Plasma Half-life is measured in seconds (~2-10 seconds), making enkephalins among the most rapidly metabolized neuropeptides. This extreme metabolic lability ensures that enkephalin signaling remains spatially and temporally precise, confined to the immediate vicinity of release sites.

Enkephalinase Inhibitors

The rapid degradation of enkephalins has motivated the development of enkephalinase inhibitors — compounds that prevent enkephalin breakdown, thereby enhancing endogenous opioid tone:

• Dual NEP/APN inhibitors (DENKIs): Compounds such as RB-101 and kelatorphan inhibit both degradative enzymes simultaneously, producing analgesic and anxiolytic effects mediated by elevated endogenous enkephalin levels
• Thiorphan: A selective NEP inhibitor used experimentally
• Racecadotril (acetorphan): A NEP inhibitor approved in some countries for secretory diarrhea; its mechanism involves reducing intestinal enkephalin degradation

This approach offers potential advantages over exogenous opioid administration, including reduced tolerance development and abuse liability, because it amplifies the endogenous opioid signal rather than providing continuous exogenous receptor stimulation.

Dosing Protocols

As endogenous opioid peptides, enkephalins (met-enkephalin and leu-enkephalin) are not typically administered exogenously in clinical practice. They are primarily studied as components of the endogenous pain modulation system and through receptor-targeted interventions (delta-opioid receptor agonists). Their extremely rapid degradation by enkephalinases (aminopeptidase N and neutral endopeptidase) in vivo limits direct therapeutic utility. Research approaches focus on enkephalinase inhibitors to enhance endogenous enkephalin levels rather than exogenous enkephalin administration.

Clinical Significance

Enkephalins are not administered as therapeutic agents due to their rapid degradation.

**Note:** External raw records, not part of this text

PR #1470, opened 2026-03-26
fix: Local build to change cwd to temp workspace before running colcon

azeey:
This also removes desktop notification from colcon commands, which are unnecessary in CI environments.


j-rivero:
Tested [Build Status](https://build.osrfoundation.org/job/gz_common-pr-cnlwin/203/)

PR #155, opened 2016-01-05
Pool checksum objects

prashantv:
This brings down the number of allocs in BenchmarkCallsSerial from
127 allocs/op to 115 allocs/op.

@akshayjshah


akshayjshah:
:shipit: Looks good. Added #156 to track the farmhash TODO.

PR #157, opened 2016-01-05
Start timers at earliest possible time

prashantv:
Call timeNow as soon as handleCallReq/beginCall are entered.
Use this time to track when a request was started and for adding
annotations to the spans.
This reduces the number of times we call timeNow.

Inbound requests will now include the time it takes to start a goroutine
to process the incoming request. Before, the metrics emitted only
tracked the time from after the goroutine was started to when it
completed writing the response.

@akshayjshah


akshayjshah:
:shipit:

PR #159, opened 2016-01-06
Ensure reserved bytes are always written as 0

prashantv:
The first reserved byte in the frame header was read, and due to frame pooling, could be written out with a non-zero value.

The 8 byte reserved bytes are never read, so they are always 0.

@akshayjshah 
cc: @Raynos

### DIFF
--- a/testutils/testreader/loop.go
+++ b/testutils/testreader/loop.go
@@ -1,0 +1,43 @@
+// Copyright (c) 2015 Uber Technologies, Inc.
+
+// Permission is hereby granted, free of charge, to any person obtaining a copy
+// of this software and associated documentation files (the "Software"), to deal
+// in the Software without restriction, including without limitation the rights
+// to use, copy, modify, merge, publish, distribute, sublicense, and/or sell
+// copies of the Software, and to permit persons to whom the Software is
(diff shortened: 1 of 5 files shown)


testutils/testreader/loop.go
```diff
@@ -0,0 +1,43 @@
...
+			r.pos = 0
+		}
+	}
+	return len(p), nil
+}
+
+// Looper returns a reader that will return the bytes in bs as if it was a circular buffer.
+func Looper(bs []byte) io.Reader {
+	return &loopReader{bs, 0}
+}
```
akshayjshah: Nifty!

akshayjshah:
lgtm. Just so I'm clear - this is ensuring that [this reserved padding](http://tchannel.readthedocs.org/en/latest/protocol/#reserved8) is maintained while pooling, right? Want to make sure I'm reading the spec correctly.

prashantv:
Basically -- it was just the one earlier. That one was fine with pooling since we never read into it (so it's always just 0), but [this one](http://tchannel.readthedocs.org/en/latest/protocol/#reserved1) was being read, and so with pooling, could end up being set.

PR #162, opened 2016-01-06
Make FailStrategyIgnore retry forever

### LINKED ISSUE #150: Change FailStrategyIgnore to keep retrying forever
Currently `FailStrategyIgnore` will stop trying to advertise after `maxRegistrationFailures`.

We should update it to keep retrying (with some maximum backoff time), similar to the Node implementation.

akshayjshah:
Fixes #150.

### DIFF
--- a/hyperbahn/advertise.go
+++ b/hyperbahn/advertise.go
@@ -79,16 +79,17 @@ func (c *Client) advertiseLoop() {
 
 		if err := c.sendAdvertise(); err != nil {
 			consecutiveFailures++
-			if consecutiveFailures >= maxAdvertiseFailures {
+			if consecutiveFailures >= maxAdvertiseFailures && c.opts.FailStrategy == FailStrategyFatal {
 				c.opts.Handler.OnError(ErrAdvertiseFailed{Cause: err, WillRetry: false})
-				if c.opts.FailStrategy == FailStrategyFatal {
-					c.tchan.Logger().Fatalf("Hyperbahn client registration failed: %v", err)
-				}
-				return
+				c.tchan.Logger().Fatalf("Hyperbahn client registration failed: %v", err)
 			}
 			c.tchan.Logger().Warnf("Hyperbahn client registration failed (will retry): %v", err)
 			c.opts.Handler.OnError(ErrAdvertiseFailed{Cause: err, WillRetry: true})
-			sleepFor = fuzzInterval(advertiseRetryInterval * time.Duration(1<<consecutiveFailures))
+
+			// Even after many failures, cap backoff.
+			if consecutiveFailures < maxAdvertiseFailures {
+				sleepFor = fuzzInterval(advertiseRetryInterval * time.Duration(1<<consecutiveFailures))
+			}
 		} else {
 			c.opts.Handler.On(Readvertised)
 			sleepFor = c.fuzzedAdvertiseInterval()
--- a/hyperbahn/advertise_test.go
+++ b/hyperbahn/advertise_test.go
@@ -261,48 +261,49 @@ func TestRetryTemporaryFailure(t *testing.T) {
 
 func TestRetryFailure(t *testing.T) {
 	runRetryTest(t, func(r *retryTest) {
-		r.mock.On("On", SendAdvertise).Return().
-			Times(1 /* initial */ + maxAdvertiseFailures /* fail */)
 		r.mock.On("On", Advertised).Return().Once()
+		r.mock.On("On", SendAdvertise).Return().Times(1 + (maxAdvertiseFailures * 2))
+
+		// Since FailStrategyIgnore will keep retrying forever, we need to
+		// signal when we're done testing.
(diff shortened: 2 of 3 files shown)


hyperbahn/advertise.go
```diff
@@ -79,16 +79,17 @@ func (c *Client) advertiseLoop() {
...
+			if consecutiveFailures >= maxAdvertiseFailures && c.opts.FailStrategy == FailStrategyFatal {
 				c.opts.Handler.OnError(ErrAdvertiseFailed{Cause: err, WillRetry: false})
-				if c.opts.FailStrategy == FailStrategyFatal {
-					c.tchan.Logger().Fatalf("Hyperbahn client registration failed: %v", err)
-				}
-				return
+				c.tchan.Logger().Fatalf("Hyperbahn client registration failed: %v", err)
 			}
-			c.tchan.Logger().Warnf("Hyperbahn client registration failed (will retry): %v", err)
+			c.tchan.Logger().Infof("Hyperbahn client registration failed (will retry): %v", err)
```
prashantv: Hmm, should we log warnings if Hyperbahn fails to connect after `maxAdvertiseFailures` and when the fail strategy isn't Fatal?

hyperbahn/advertise_test.go
```diff
@@ -261,48 +262,50 @@ func TestRetryTemporaryFailure(t *testing.T) {
...
+		// signal when we're done testing.
+		doneTesting := make(chan struct{}, 1)
+		// For all but the last failure, we just need to assert that the
+		// OnError handler was called. The callback for the last failure needs
+		// to signal that we're done testing and close the Hyperbahn client (so
+		// that the Advertise call returns).
+		expectationCalled := 0
+		r.mock.On("OnError", ErrAdvertiseFailed{true, advertiseErr}).Return(nil).Times(maxAdvertiseFailures * 2).Run(func(_ mock.Arguments) {
+			expectationCalled++
+			fmt.Println(expectationCalled)
```
prashantv: remove print

hyperbahn/advertise.go
akshayjshah: With the current Sentry defaults, I'd say no...but there's no reason to pull that discussion into this diff. I'll go back to the previous behavior and address error/warning levels separately.

hyperbahn/advertise_test.go
```diff
@@ -261,48 +262,50 @@ func TestRetryTemporaryFailure(t *testing.T) {
...
+		// Hyperbahn, FailStrategyIgnore should keep retrying.
+		for i := 1; i <= maxAdvertiseFailures*2; i++ {
 			r.sleepBlock <- struct{}{}
 			r.setAdvertiseFailure()
 			<-r.reqCh
 
-			s1 := <-r.sleepArgs
-			checkRetryInterval(t, s1, i+1 /* retryNum */)
+			sleptFor := <-r.sleepArgs
+			checkRetryInterval(t, sleptFor, i)
```
prashantv: The `i` should be capped here as well (make sure that the test fails if you cap `i` but don't cap in the production code)

akshayjshah:
@prashantv done.

hyperbahn/advertise_test.go
```diff
@@ -261,48 +261,56 @@ func TestRetryTemporaryFailure(t *testing.T) {
...
+		doneTesting := make(chan struct{}, 1)
+		// For all but the last failure, we just need to assert that the
+		// OnError handler was called. The callback for the last failure needs
+		// to signal that we're done testing and close the Hyperbahn client (so
+		// that the Advertise call returns).
+		expectationCalled := 0
+		r.mock.On("OnError", ErrAdvertiseFailed{true, advertiseErr}).Return(nil).Times(maxAdvertiseFailures * 2).Run(func(_ mock.Arguments) {
+			expectationCalled++
+			if expectationCalled >= maxAdvertiseFailures*2 {
+				doneTesting <- struct{}{}
```
prashantv: I know `Close` was being called twice earlier. Is that expected? Do we want to enforce that we only expect that to happen once by making this line `close(dontTesting)`. That'll cause the test to crash if we close it twice.

prashantv:
lgtm with one minor change

hyperbahn/advertise_test.go
akshayjshah: I'll update to close this channel, since that's a good safety practice regardless.

However, but this isn't the channel that was being closed twice. That was expected behavior: the Hyperbahn client is closed once in the meat of the test (so AdvertiseLoop returns even though we never successfully advertise), and once in the shared test teardown code.

If we don't want to alter the Hyperbahn client's Close method so it's safe to call twice, I can tweak the test code to avoid double-closing the client. I'm a bit reluctant to make the testing code even more complex, though.

prashantv: Oh that's right, I forgot about that.

I think the hyperbahn Client.Close being resilient is a good change, so let's keep that.

Looks good, ship it :+1:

However, their biology informs several therapeutic strategies:

• Enkephalinase inhibitors: As described above, for pain management with potentially reduced abuse liability
• DOR-selective agonists: Investigated for analgesia, depression, and anxiety without the respiratory depression and constipation associated with mu-opioid agonists
• Biomarkers: Proenkephalin A (PENK), a stable processing fragment, is investigated as a biomarker for kidney function and critical illness severity
• Cancer immunology: Met-enkephalin (opioid growth factor) has been investigated for anti-proliferative effects in certain cancers via the opioid growth factor receptor (OGFr)

The enkephalin system remains a foundational element in understanding endogenous pain control, reward, and affect regulation, and continues to inform the development of next-generation analgesics and psychiatric therapeutics.